Packers RB Aaron Jones Drops Powerful Response to Racial Tensions in New Players' Tribune Article

Green Bay Packers star running back Aaron Jones
Green Bay Packers star running back Aaron Jones / Sean M. Haffey/Getty Images

Green Bay Packers running back Aaron Jones reminisced this week about conversations he had with his father about how he would have to "work just a little bit harder, and be just a little bit nicer, to be treated like a human being." As unbelievable as it is that African-American men in the new millennium still have to have these conversations, it is an ever-present reality that Black America has to deal with.
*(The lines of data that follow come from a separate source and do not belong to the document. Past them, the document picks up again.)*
PR #3085, opened 2026-07-19
Fix posterHeaders not passed in home preview carousel

danzybae:
`HomeScrollAdapter.onBindContent()` calls `loadImage(posterUrl)` without passing `item.posterHeaders`, for both `HomeScrollViewBinding` and `HomeScrollViewTvBinding`. This means posters/backgrounds from providers that require custom headers may fail to load in the home preview carousel.


fire-light42 (approved):
Nice find

PR #3086, opened 2026-07-20
Add profile pictures from files

### LINKED ISSUE #3079: Account PFP from file

My suggested feature is to implement a option to use a PNG or jpg on your device as the account profile picture. This will greatly improve the experience on TV as it is a pain to get the image URL

### Other details

In addition to this, the edit icon for the picture cannot be focused on TV, it must use a mouse to access and select it, please look into that issue

### Acknowledgements

arpitagarwal1301:
## What does this change?

Adds a file option to the profile image editor while preserving the existing URL flow.

Selected image documents must decode successfully before preview. Read access is persisted only when the edit is applied, and an inaccessible document falls back to the account's default avatar. Replaced and deleted document grants are released only after no account still references them.

This review revision follows the requested architecture by exposing the profile-image picker through `CommonActivity`. Each initialized activity owns its lifecycle-safe launcher, while stale picker results and superseded validation requests are ignored. Account UI call sites no longer thread picker callbacks through adapters and dialogs.

The edit icon also has a content description and explicit D-pad focus navigation while retaining its existing touch background.

Closes #3079

## Testing

- `:app:compileStableDebugKotlin`
- `:app:testStableDebugUnitTest` (8 tests, 0 failures)
- `:app:lintStableDebug` (0 errors)
- `git diff --check`

## Limitations

- The system picker, activity recreation, and TV focus path were not exercised with UI instrumentation or on physical hardware.
- The optional internal-file copy was not added; unavailable external documents fall back to the default avatar.

## AI disclosure

AI-assisted: implementation and review used OpenAI Codex; the listed checks were run on the submitted code.

### DIFF
--- a/app/src/main/java/com/lagradost/cloudstream3/ui/account/AccountHelper.kt
+++ b/app/src/main/java/com/lagradost/cloudstream3/ui/account/AccountHelper.kt
@@ -4,15 +4,14 @@ import android.app.Activity
 import android.content.Context
 import android.content.DialogInterface
 import android.content.Intent
+import android.net.Uri
 import android.os.Bundle
 import android.text.Editable
 import android.view.LayoutInflater
 import android.view.inputmethod.EditorInfo
 import android.widget.TextView
 import android.widget.Toast
-import androidx.activity.ComponentActivity
 import androidx.activity.result.ActivityResultLauncher
-import androidx.activity.result.contract.ActivityResultContracts
 import androidx.annotation.StringRes
 import androidx.appcompat.app.AlertDialog
 import androidx.core.view.isGone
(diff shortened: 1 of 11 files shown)


app/src/main/java/com/lagradost/cloudstream3/ui/account/AccountHelper.kt
```diff
@@ -43,6 +47,38 @@ import com.lagradost.cloudstream3.utils.UIHelper.showInputMethod
 import com.lagradost.cloudstream3.utils.UIHelper.showProgress
 
 object AccountHelper {
+    private fun pickProfileImage(context: Context, callback: (String) -> Unit) {
+        val activity = context.getActivity() as? ComponentActivity ?: return
+        var launcher: ActivityResultLauncher<Array<String>>? = null
+        try {
+            launcher = activity.activityResultRegistry.register(
```
fire-light42: Please use registerForActivityResult instead, to get a safer and lifecyle-aware file picking. It may be more difficult, but it removes the dirty `getActivity()` and having to unregister.

app/src/main/java/com/lagradost/cloudstream3/ui/account/AccountHelper.kt
```diff
@@ -43,6 +47,38 @@ import com.lagradost.cloudstream3.utils.UIHelper.showInputMethod
...
+                    logError(error)
+                    return@register showToast(R.string.edit_profile_image_error_invalid)
+                }
+                ImageLoader(context).enqueue(ImageRequest.Builder(context).data(uri)
+                    .allowHardware(false).size(512, 512).listener(
+                        onSuccess = { _, _ -> callback(uri.toString()) },
+                        onError = { _, _ -> showToast(R.string.edit_profile_image_error_invalid) }
+                    ).build())
+            }
+            launcher.launch(arrayOf("image/png", "image/jpeg"))
```
fire-light42: This should be `"image/*"` to support all types of images.

app/src/main/java/com/lagradost/cloudstream3/ui/account/AccountHelper.kt
```diff
@@ -189,8 +225,7 @@ object AccountHelper {
                         .allowHardware(false)
                         .listener(
                             onSuccess = { _, _ ->
-                                currentEditAccount = currentEditAccount.copy(customImage = url)
-                                binding.accountImage.loadImage(url)
+                                callback(url)
```
fire-light42: Elegant solution, very nice!

app/src/main/java/com/lagradost/cloudstream3/utils/DataStoreHelper.kt
```diff
@@ -169,7 +169,10 @@ object DataStoreHelper {
         @JsonProperty("lockPin") @SerialName("lockPin") val lockPin: String? = null,
     ) {
         @get:JsonIgnore
-        val image get() = customImage?.let { UiImage.Image(it) } ?:
+        val image get() = customImage?.takeUnless { image ->
+            image.startsWith("content://") && context?.contentResolver?.persistedUriPermissions
```
fire-light42, line 173: The image should preferably be copied to an internal directory to keep it in the app even if the user renames or moves the file.

However, this feature is scope creep and you may skip this if you feel like it would be too difficult to do in a clean manner.

app/src/main/java/com/lagradost/cloudstream3/ui/account/AccountHelper.kt
```diff
@@ -216,6 +251,30 @@ object AccountHelper {
                 }
             }
         }
+
+        binding.editProfilePhotoButton.setOnClickListener {
+            AlertDialog.Builder(context)
+                .setTitle(R.string.edit_profile_image_title)
+                .setItems(arrayOf(
+                    context.getString(R.string.player_load_subtitles),
```
fire-light42: Please add another string in strings.xml, which references `player_load_subtitles` (like `action_open_play`). This makes it easier to prevent mistakes in the future, for example if `player_load_subtitles` is changed to something like "Load subtitle from file".

app/src/main/java/com/lagradost/cloudstream3/ui/account/AccountHelper.kt
```diff
@@ -216,6 +251,30 @@ object AccountHelper {
...
+                    context.getString(R.string.edit_profile_image_hint),
+                )) { _, selection ->
+                    if (selection == 0) {
+                        pickProfileImage(context) { image ->
+                            if (!dialog.isShowing) return@pickProfileImage
+                            currentEditAccount = currentEditAccount.copy(customImage = image)
+                            binding.accountImage.loadImage(image)
+                            showToast(R.string.edit_profile_image_success, Toast.LENGTH_SHORT)
```
fire-light42: This toast should be moved to pickProfileImage for consistency.

fire-light42 (changes requested):
Thank you for you contribution! Great job on the new feature!

Overall good code, but there are some minor nitpicks.

arpitagarwal1301:
Addressed the requested Activity Result API, image/* MIME, string alias, and toast placement changes in f59858c. I kept internal file copying out of scope as noted optional; persisted document permissions and the existing fallback remain in place. Ready for re-review when convenient.

fire-light42 (changes requested):
Great job!

Unfortunately passing around a variable to 100 subclasses is a bit too messy, but I realize you did it for a lack of a better solution, there is no good solution after all. 

I would really want you to register one global variable in CommonActivity like this: https://github.com/recloudstream/cloudstream/blob/master/app/src/main/java/com/lagradost/cloudstream3/CommonActivity.kt#L254-L266
This is how we solved a similar problem previously, I failed to send it though :(

It should be a pretty easy change thankfully. This way we do not have to pass around the variable everywhere. After these changes it should be fully done and ready to merge. Sorry for the added difficulties 😢

arpitagarwal1301:
Implemented the global picker in `CommonActivity` on the current head `49fef7a`, as requested. All review threads are resolved and CI is passing. Ready for re-review when convenient.

fire-light42:
You almost had it perfect, but the latest commit simply has too much confusing boilerplate code. Please see https://github.com/arpitagarwal1301/cloudstream/pull/1 for my proposed fixes.

PR #3104, opened 2026-08-02
feat(extractors): add vidara mirrors and fix links with filecodes

Bnyro:
URL to test: https://nameitweb.com/v/xkNOuHSrCNMj?24

(works for all other mirrors to if you just replace the base URL)


fire-light42 (approved):
Excellent!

And Jones has finally had enough of it.

Jones penned a column in "The Players' Tribune" in which he dreams of a country in which he doesn't need to harbor the same fears his father had for him and his brother.
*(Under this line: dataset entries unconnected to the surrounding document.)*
PR #3107, opened 2026-08-03
FIX: Vidmoly Extractor

okibcn:
### BACKGROUND

Vidmoly wasn't working because the address of the iframe where the JWP script was extracted is now different. It also had a problem with single quotes in the JSON.

### CHANGES
1. newUrl is now generated from the vidmolyId
2. Script now doesn't have single quotes and the JWPlayerHelper can properly extract the m3u8 url.

### VERIFICATION
Tested with multiple Vidmoly links.

### DIFF
--- a/library/src/commonMain/kotlin/com/lagradost/cloudstream3/extractors/Vidmoly.kt
+++ b/library/src/commonMain/kotlin/com/lagradost/cloudstream3/extractors/Vidmoly.kt
@@ -7,28 +7,26 @@ import com.lagradost.cloudstream3.extractors.helper.JwPlayerHelper
 import com.lagradost.cloudstream3.utils.ExtractorApi
 import com.lagradost.cloudstream3.utils.ExtractorLink
 
-@Prerelease
 class Vidmolyme : Vidmoly() {
     override val mainUrl = "https://vidmoly.me"
 }
 
-@Prerelease
 class Vidmolyto : Vidmoly() {
     override val mainUrl = "https://vidmoly.to"
 }
 
-@Prerelease
 class Vidmolybiz : Vidmoly() {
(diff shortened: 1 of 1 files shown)


okibcn:
Debug Build available at https://github.com/recloudstream/cloudstream/actions/runs/30785954728/artifacts/8845314112

library/src/commonMain/kotlin/com/lagradost/cloudstream3/extractors/Vidmoly.kt
```diff
@@ -35,14 +35,13 @@ open class Vidmoly : ExtractorApi() {
             "Sec-Fetch-Dest" to "iframe"
         )
         
-        val newUrl = if (url.contains("/w/")) 
-            url.replaceFirst("/w/", "/embed-") + ".html" 
-            else url
+        val vidmolyId=url.removeSuffix("/").substringAfterLast("/")
+        val newUrl ="https://vidmoly.biz/embed-${vidmolyId}.html"
```
fire-light42: Please use mainUrl instead of a hardcoded url.

fire-light42 (changes requested):

okibcn:
@fire-light42 this PR is waiting for your approval. The current Extractor doesn't work. This new one works. VidMoly is used in many sites. I am supplying the extractor in my extensions, but it would be fine having it properly working in the core project.

fire-light42:
The issue of a hardcoded url remains: `val downloadUrl = "https://vidmoly.biz`. Is it neccessary to have specifically .biz to keep it working? Otherwise please use mainUrl to keep the other extractors resilient from domain switches.

duplexspy:
Thnks I would like that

Jones, who totaled 1,558 yards from scrimmage and an NFL-best 19 touchdowns last season, hopes that the killing of George Floyd and the recent wave of protests across the country can gradually begin to chip away at the concepts of racism and bigotry in this country.

Jones' fears are shared by many other prominent athletes, and he is not alone in hoping that these protests cause substantial change down the road rather than just a few minor things here and there to placate the aggrieved parties in the short-term.
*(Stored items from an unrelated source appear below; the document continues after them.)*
PR #119, opened 2023-02-17
feat(tour): add tour for step 2

roedoejet:
This PR adds the tour to the second step of the studio. This code is somewhat painful, since we need to get Shepherd to load demonstration audio/text, interact with the stepper, and also focus in on elements that are part of the web component's shadow dom.

I generated the messages.json but did not add French translations. This PR shouldn't be merged until those are added.


dhdaines (approved):
This is super cool, thanks! I added translations and a warning about the step change which can take some time.

dhdaines:
Sometimes the step transition just hangs forever for me :( I can't figure out why, everything seems to succeed otherwise and there is no error in the logs.

dhdaines:
> Sometimes the step transition just hangs forever for me :( I can't figure out why, everything seems to succeed otherwise and there is no error in the logs.

This doesn't seem to be a problem with this PR specifically, so don't let it block merging.

joanise:
Some text seems to be missing here:
image
the list of formats is introduced but not given. I'd actually just remove that, though, unless we feel the need to explain the formats we support.

joanise (changes requested):
There's an important bug happening when we take the tour for Step 2: if you click Next on the last tour step on Step 1, it reset the text and audio! If you have started adding text or audio, then you lose your stuff and you can't recover it. When you come back to Step 1 after finishing the tour, you have "Hello world!" is the text box and Aidan reading it in the audio. Nothing wrong with that text and recording, except when it erases the user's existing work!

Second bug: if you take the tour twice, the second time it's confused, starting with the Step 2 tour steps, but overlaid on the Step 1 page instead, so it's quite confusing.

Third bug: the keyboard shortcut (right cursor arrow) doesn't work from the last step on Step 1 to the first step on Step 2, and the obvious quick fix (adding `type: "next"` to `step_one_final_step.buttons[1]`) just broke the transition completely for reasons I don't understand.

Jones laments the fact that as an African-American man, he and his family had to have conversations about how to behave that white families simply are not forced to. Given the recent wave of societal reforms on both larger and smaller scales across the country in the name of racial equality and justice, Jones' vision of an America in which he does not have to have these same talks with his children is at least a little closer to being realized.